PR #11946, opened 2026-04-14
fix(detect): Detect `_TZE200_vawy74yh` as Moes ZSS-HM-SSD01

andrei-lazarov:
- fixes https://github.com/Koenkk/zigbee2mqtt/issues/30945


Koenkk:
Thanks!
::::::::::
EXERCISE INSTRUCTIONS ▸
Locate the word "Koenkk" in the records above, and return each line that has it.

EXERCISE OUTPUT ▸
- fixes https://github.com/Koenkk/zigbee2mqtt/issues/30945
Koenkk:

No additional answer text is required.